Assignment: Which lines in the data below contain the string "pInterfaceRequired"? Show each one.

[Data records]

PR #16975, opened 2017-12-22
Small typo fix in provider documentation

yaron:
We succeeded, disable partial mode. This causes Terraform to save ~~save~~ all fields again.


mitchellh:
Hah. Thanks!

PR #111, opened 2016-06-03
test_sanity: Fix for zeroing buffers of correct type

zamaudio:


kinetiknz:
Thanks!

PR #114, opened 2016-06-10
Opensl es full duplex

achronop:
Enhancements for full duplex on Android. Resampler and test files changes pushed in previous PR. 
 
One thing to note is that full duplex operation is implemented in different thread. Initial implementation had fd on out callback but this created delay of the output comparing to input which degraded the final result.

Two new files added, one required due to Gecko implementation and a new data structure to transfer input/output buffer from/to consuming thread.

---
This change is [Reviewable](https://reviewable.io/reviews/kinetiknz/cubeb/114)

### DIFF
--- a/src/cubeb-sles.h
+++ b/src/cubeb-sles.h
@@ -1,0 +1,43 @@
+/*
+ * Copyright © 2016 Mozilla Foundation
+ *
+ * This program is made available under an ISC-style license.  See the
+ * accompanying file LICENSE for details.
+ */
+
+#ifndef _CUBEB_SLES_H_
+#define _CUBEB_SLES_H_
+#include <SLES/OpenSLES.h>
+
+static SLresult
+cubeb_get_sles_engine(SLObjectItf *           pEngine,
+                      SLuint32                numOptions,
+                      const SLEngineOption *  pEngineOptions,
+                      SLuint32                numInterfaces,
+                      const SLInterfaceID *   pInterfaceIds,
+                      const SLboolean *       pInterfaceRequired)
+{
+  return slCreateEngine(pEngine,
+                        numOptions,
+                        pEngineOptions,
+                        numInterfaces,
+                        pInterfaceIds,
+                        pInterfaceRequired);
+}
+
+static void
+cubeb_destroy_sles_engine(SLObjectItf * self)
+{
+  if (*self != NULL) {
+      (**self)->Destroy(*self);
+      *self = NULL;
+  }
+}
+
+static SLresult
+cubeb_realize_sles_engine(SLObjectItf self)
+{
+  return (*self)->Realize(self, SL_BOOLEAN_FALSE);
+}
+
+#endif
--- a/src/cubeb_array_queue.h
+++ b/src/cubeb_array_queue.h
@@ -1,0 +1,118 @@
+/*
+ * Copyright © 2016 Mozilla Foundation
+ *
+ * This program is made available under an ISC-style license.  See the
+ * accompanying file LICENSE for details.
+ */
+
+#ifndef CUBEB_ARRAY_QUEUE_H
+#define CUBEB_ARRAY_QUEUE_H
+
+#include <assert.h>
+#include <pthread.h>
+#include <unistd.h>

Task result:
+                      const SLboolean *       pInterfaceRequired)
+                        pInterfaceRequired);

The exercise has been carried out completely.